Exercise instructions:
Throughout the entries below, report every line where "different" is found.
[Exercise data — start]
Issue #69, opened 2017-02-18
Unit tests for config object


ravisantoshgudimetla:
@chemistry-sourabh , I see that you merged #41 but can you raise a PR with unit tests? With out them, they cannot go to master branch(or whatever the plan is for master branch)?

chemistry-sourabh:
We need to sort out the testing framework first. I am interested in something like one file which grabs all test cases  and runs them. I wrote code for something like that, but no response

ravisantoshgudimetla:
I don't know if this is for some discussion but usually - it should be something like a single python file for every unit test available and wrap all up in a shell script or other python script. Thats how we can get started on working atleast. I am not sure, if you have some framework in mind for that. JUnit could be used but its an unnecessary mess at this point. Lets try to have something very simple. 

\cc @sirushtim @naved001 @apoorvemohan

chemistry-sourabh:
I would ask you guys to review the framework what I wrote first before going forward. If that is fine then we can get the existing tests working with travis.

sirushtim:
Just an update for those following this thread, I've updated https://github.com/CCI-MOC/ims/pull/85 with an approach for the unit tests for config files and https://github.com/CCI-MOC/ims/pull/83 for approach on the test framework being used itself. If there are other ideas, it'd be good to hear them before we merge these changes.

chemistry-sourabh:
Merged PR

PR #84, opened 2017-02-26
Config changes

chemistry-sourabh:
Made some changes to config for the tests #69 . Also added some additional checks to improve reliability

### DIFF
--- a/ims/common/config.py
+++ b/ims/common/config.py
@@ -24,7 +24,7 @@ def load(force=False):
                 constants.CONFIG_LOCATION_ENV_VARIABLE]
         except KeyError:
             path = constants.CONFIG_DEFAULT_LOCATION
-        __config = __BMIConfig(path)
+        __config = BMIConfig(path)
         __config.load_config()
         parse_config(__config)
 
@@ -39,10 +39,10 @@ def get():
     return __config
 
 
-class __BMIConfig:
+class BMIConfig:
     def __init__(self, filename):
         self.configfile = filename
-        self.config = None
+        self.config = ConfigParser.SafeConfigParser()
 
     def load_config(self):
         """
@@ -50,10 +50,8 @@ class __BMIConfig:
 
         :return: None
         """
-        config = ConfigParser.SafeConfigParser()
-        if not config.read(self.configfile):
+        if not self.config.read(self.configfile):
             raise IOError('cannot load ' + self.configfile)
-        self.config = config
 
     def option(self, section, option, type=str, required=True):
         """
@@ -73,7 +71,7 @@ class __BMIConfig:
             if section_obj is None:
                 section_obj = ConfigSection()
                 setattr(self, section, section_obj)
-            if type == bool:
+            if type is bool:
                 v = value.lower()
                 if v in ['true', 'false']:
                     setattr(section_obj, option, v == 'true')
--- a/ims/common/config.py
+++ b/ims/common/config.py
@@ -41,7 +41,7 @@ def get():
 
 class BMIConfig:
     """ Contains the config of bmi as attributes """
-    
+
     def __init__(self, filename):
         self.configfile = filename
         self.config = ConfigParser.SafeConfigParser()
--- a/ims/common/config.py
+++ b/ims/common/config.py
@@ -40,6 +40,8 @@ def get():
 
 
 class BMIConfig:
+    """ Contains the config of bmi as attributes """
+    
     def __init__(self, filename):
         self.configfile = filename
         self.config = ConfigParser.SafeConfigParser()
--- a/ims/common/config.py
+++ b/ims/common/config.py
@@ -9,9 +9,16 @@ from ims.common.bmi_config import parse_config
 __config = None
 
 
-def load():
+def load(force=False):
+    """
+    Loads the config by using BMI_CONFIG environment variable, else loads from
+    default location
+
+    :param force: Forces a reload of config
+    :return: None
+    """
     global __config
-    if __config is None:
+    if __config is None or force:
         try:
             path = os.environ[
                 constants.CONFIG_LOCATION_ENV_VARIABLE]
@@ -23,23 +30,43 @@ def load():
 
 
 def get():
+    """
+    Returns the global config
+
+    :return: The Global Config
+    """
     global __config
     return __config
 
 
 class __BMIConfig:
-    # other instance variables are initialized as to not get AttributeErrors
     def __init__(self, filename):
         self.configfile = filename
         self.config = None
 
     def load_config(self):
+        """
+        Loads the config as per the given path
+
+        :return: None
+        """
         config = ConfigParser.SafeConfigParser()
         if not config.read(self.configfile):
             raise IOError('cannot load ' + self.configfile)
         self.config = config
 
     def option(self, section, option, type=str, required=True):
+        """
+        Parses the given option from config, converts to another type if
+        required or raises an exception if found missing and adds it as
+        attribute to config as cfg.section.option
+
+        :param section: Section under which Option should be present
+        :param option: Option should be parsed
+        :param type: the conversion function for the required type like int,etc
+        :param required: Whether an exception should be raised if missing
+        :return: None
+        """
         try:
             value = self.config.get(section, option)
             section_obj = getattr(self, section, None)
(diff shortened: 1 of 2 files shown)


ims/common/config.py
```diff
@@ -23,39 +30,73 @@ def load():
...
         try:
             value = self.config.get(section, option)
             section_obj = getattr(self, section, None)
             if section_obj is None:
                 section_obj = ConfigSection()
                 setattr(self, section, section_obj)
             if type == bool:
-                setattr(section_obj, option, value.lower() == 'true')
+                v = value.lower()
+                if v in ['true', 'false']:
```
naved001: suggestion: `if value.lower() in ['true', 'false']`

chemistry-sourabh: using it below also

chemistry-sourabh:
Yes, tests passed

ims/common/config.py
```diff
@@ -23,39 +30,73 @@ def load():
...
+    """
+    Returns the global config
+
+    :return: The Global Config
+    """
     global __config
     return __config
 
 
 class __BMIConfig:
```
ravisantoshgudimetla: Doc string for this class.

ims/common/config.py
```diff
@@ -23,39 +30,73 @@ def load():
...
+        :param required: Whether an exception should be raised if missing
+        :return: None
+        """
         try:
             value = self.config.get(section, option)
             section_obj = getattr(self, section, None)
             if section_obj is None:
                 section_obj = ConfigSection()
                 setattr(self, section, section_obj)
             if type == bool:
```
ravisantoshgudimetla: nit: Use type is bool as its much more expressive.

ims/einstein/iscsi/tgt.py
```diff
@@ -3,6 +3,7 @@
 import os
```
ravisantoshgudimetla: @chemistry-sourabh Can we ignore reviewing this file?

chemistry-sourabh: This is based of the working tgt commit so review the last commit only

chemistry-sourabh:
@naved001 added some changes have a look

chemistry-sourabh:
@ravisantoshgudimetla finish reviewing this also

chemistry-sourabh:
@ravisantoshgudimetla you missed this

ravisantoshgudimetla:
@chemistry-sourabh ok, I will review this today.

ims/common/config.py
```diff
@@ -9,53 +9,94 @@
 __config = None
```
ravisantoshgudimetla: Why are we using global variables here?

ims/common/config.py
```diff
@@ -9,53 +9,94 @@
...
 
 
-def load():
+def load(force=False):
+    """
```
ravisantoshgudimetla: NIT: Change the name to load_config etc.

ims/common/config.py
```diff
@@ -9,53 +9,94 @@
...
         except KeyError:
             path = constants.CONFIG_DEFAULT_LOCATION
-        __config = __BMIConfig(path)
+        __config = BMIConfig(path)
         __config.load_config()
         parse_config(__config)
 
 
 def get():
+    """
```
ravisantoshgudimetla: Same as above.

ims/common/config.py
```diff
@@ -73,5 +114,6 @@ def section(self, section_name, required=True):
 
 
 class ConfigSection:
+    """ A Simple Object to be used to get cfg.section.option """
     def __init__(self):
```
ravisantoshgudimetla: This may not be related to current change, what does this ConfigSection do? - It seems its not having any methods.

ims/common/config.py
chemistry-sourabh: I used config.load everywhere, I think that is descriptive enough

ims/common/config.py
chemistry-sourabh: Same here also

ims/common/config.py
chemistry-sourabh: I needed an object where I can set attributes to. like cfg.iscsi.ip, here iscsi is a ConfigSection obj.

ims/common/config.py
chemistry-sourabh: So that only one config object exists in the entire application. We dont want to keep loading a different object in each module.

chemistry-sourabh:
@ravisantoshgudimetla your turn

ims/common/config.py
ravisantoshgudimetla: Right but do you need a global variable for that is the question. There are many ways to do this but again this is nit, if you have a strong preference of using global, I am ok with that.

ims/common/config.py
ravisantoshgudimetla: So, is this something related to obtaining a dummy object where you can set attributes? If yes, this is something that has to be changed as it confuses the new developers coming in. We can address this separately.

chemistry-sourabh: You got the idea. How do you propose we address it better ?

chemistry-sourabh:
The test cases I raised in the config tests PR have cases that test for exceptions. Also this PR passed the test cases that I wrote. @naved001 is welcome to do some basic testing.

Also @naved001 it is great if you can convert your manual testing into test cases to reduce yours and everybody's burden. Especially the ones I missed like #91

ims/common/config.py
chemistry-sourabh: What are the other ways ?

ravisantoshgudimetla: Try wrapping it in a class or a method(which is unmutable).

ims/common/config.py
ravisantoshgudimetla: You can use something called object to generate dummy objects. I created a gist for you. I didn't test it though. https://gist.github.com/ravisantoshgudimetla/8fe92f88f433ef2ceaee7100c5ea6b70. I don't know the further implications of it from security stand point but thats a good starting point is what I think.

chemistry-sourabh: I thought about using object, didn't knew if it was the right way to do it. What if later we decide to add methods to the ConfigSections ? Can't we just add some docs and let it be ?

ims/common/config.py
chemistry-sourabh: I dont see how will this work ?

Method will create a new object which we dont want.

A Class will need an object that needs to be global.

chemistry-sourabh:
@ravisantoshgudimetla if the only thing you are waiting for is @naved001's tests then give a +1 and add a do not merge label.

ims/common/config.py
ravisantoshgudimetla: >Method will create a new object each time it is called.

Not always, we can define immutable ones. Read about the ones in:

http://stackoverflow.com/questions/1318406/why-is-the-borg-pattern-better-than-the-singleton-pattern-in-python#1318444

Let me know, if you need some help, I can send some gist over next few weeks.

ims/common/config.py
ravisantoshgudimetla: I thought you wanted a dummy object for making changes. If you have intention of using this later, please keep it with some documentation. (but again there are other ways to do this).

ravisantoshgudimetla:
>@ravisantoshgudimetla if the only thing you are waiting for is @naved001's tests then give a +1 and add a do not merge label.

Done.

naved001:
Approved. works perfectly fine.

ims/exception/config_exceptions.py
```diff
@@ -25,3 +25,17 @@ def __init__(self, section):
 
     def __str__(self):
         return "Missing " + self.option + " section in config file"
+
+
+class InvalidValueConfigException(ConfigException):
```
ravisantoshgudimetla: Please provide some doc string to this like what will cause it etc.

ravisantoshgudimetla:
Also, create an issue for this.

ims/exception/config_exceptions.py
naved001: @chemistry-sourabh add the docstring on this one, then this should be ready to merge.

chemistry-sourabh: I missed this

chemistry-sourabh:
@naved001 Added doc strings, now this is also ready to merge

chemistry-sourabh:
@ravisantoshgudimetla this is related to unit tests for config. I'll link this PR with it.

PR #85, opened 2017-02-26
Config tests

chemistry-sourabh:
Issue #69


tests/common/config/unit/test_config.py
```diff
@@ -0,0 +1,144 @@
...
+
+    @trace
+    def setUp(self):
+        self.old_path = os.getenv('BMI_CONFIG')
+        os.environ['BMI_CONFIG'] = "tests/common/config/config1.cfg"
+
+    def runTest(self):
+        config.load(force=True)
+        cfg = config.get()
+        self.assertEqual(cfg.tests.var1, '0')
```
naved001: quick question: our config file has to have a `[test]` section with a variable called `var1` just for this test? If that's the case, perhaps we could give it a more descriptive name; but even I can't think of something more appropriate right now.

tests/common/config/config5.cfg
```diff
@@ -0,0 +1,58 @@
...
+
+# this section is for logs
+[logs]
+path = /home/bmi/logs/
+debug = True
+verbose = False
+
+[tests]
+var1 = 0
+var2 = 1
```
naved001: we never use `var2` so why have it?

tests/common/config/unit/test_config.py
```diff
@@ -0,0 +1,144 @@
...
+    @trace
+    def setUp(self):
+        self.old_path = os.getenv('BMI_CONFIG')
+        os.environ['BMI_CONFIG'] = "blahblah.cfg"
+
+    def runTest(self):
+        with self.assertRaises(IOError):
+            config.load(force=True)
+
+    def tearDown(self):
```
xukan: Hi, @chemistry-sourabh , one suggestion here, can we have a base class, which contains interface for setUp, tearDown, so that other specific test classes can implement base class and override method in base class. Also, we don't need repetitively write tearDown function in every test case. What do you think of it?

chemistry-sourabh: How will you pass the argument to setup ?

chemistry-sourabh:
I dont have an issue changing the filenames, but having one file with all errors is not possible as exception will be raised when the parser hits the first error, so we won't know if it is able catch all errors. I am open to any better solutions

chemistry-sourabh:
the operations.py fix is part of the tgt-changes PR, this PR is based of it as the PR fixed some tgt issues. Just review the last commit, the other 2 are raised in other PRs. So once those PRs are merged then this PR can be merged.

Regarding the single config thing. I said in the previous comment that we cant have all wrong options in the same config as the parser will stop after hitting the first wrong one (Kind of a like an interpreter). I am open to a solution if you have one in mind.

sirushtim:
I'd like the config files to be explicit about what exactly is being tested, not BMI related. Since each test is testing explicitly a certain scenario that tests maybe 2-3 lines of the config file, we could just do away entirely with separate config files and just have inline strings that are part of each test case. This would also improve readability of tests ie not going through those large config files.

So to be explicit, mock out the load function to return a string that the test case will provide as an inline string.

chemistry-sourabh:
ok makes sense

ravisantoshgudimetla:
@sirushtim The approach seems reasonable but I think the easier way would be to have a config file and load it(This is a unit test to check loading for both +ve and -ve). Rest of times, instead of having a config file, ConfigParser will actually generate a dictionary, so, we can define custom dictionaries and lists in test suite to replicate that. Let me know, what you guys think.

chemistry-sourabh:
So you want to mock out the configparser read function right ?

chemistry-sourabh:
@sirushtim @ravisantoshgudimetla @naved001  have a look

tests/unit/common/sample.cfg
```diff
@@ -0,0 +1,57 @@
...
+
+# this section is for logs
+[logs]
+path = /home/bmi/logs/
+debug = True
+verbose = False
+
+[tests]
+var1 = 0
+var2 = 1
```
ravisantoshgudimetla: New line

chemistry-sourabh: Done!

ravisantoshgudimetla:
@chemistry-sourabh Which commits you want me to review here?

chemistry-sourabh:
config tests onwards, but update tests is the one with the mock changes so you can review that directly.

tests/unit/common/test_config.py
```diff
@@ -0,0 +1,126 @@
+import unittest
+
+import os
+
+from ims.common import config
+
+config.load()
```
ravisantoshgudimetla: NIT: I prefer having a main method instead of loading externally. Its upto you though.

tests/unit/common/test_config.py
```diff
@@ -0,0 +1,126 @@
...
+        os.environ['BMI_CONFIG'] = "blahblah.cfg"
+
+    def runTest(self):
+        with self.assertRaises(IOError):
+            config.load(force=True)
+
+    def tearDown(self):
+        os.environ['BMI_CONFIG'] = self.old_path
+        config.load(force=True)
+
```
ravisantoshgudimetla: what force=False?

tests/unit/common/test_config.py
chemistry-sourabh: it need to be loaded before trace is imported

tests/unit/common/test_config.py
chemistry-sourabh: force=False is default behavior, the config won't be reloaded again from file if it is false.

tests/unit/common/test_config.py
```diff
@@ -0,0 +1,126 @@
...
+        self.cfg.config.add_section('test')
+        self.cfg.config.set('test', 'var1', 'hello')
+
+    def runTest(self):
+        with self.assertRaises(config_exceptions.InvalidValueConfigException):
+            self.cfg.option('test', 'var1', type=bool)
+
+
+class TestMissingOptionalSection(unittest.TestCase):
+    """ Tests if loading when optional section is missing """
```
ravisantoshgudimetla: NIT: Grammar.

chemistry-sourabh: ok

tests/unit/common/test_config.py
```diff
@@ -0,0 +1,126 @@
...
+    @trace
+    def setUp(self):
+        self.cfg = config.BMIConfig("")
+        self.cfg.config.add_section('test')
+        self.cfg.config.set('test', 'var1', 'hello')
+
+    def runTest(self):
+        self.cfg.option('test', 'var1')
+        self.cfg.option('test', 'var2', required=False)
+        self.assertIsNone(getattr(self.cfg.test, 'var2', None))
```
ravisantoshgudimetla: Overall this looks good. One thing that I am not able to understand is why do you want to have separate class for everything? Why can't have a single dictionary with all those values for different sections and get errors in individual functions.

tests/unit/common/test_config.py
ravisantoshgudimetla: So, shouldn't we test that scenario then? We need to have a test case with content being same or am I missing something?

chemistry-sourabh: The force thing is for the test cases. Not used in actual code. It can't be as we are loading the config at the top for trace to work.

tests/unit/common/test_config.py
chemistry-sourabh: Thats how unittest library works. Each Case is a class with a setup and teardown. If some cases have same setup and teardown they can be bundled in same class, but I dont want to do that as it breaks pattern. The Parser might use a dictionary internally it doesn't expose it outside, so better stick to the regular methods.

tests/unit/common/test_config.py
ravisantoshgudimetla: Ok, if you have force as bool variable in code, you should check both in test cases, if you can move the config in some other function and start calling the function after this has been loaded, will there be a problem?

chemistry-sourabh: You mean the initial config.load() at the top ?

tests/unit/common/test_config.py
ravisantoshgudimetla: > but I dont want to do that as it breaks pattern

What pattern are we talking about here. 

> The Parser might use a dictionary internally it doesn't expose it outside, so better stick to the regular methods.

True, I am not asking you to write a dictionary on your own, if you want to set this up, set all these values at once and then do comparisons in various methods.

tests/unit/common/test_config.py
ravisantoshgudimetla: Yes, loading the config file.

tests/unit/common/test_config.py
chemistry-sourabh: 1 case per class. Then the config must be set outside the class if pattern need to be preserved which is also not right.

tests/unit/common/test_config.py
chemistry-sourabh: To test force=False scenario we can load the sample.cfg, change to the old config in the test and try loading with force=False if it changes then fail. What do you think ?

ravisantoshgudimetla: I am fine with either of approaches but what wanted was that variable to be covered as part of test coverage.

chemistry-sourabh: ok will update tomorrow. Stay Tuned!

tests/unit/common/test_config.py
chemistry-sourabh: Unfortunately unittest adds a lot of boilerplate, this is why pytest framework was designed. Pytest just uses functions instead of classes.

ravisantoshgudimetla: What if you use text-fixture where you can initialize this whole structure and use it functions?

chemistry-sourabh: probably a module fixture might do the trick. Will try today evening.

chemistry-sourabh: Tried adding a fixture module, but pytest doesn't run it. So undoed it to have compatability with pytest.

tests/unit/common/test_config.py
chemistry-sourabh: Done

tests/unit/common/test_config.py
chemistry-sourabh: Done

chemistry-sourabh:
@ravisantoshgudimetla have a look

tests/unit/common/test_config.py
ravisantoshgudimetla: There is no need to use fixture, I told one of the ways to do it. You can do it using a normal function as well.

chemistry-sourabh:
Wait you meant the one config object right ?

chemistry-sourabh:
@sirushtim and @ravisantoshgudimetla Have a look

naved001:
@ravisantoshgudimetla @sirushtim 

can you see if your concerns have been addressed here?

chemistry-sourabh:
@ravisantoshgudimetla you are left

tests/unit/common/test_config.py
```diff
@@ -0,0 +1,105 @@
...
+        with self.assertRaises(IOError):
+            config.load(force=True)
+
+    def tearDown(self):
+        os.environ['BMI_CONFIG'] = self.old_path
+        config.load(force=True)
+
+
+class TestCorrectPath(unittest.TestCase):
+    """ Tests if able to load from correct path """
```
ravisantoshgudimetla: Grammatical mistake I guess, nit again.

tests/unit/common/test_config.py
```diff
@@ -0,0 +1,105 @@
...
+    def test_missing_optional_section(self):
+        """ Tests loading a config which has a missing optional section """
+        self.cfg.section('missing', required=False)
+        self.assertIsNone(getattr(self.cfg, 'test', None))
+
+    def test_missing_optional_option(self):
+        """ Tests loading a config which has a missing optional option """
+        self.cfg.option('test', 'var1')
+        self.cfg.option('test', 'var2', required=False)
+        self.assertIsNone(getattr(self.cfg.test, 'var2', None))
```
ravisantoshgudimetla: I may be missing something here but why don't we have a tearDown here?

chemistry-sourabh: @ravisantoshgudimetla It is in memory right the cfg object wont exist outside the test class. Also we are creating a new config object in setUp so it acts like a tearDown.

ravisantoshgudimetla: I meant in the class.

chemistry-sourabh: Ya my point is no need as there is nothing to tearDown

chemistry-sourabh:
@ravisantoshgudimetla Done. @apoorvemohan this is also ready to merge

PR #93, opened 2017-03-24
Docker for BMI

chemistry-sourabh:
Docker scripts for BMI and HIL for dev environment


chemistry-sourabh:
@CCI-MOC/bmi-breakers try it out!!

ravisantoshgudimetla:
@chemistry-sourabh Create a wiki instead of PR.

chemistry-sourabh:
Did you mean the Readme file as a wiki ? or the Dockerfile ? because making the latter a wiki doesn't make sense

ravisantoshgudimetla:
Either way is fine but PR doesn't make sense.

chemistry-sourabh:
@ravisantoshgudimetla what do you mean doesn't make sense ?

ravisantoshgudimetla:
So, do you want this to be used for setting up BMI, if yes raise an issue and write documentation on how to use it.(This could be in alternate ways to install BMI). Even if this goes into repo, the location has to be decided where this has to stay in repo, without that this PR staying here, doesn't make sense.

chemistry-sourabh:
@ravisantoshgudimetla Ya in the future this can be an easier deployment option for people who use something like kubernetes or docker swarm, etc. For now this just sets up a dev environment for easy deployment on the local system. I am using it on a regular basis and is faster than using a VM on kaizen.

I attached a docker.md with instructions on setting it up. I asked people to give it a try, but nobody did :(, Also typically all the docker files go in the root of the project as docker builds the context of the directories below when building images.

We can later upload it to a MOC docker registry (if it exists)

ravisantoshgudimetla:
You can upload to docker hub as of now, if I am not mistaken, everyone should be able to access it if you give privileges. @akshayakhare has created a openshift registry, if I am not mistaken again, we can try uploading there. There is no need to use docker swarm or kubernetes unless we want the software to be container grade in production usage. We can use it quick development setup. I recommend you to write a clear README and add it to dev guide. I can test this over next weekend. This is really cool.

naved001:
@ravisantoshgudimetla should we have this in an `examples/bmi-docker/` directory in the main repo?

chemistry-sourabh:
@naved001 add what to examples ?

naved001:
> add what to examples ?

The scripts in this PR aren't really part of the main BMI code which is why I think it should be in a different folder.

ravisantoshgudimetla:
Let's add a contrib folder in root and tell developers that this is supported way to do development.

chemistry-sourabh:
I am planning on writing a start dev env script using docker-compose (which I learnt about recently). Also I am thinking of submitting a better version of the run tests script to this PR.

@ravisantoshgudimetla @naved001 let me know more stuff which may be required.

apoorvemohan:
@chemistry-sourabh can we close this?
[Exercise data — finish]
Reply to the task:
chemistry-sourabh: So that only one config object exists in the entire application. We dont want to keep loading a different object in each module.
ravisantoshgudimetla: Overall this looks good. One thing that I am not able to understand is why do you want to have separate class for everything? Why can't have a single dictionary with all those values for different sections and get errors in individual functions.
The scripts in this PR aren't really part of the main BMI code which is why I think it should be in a different folder.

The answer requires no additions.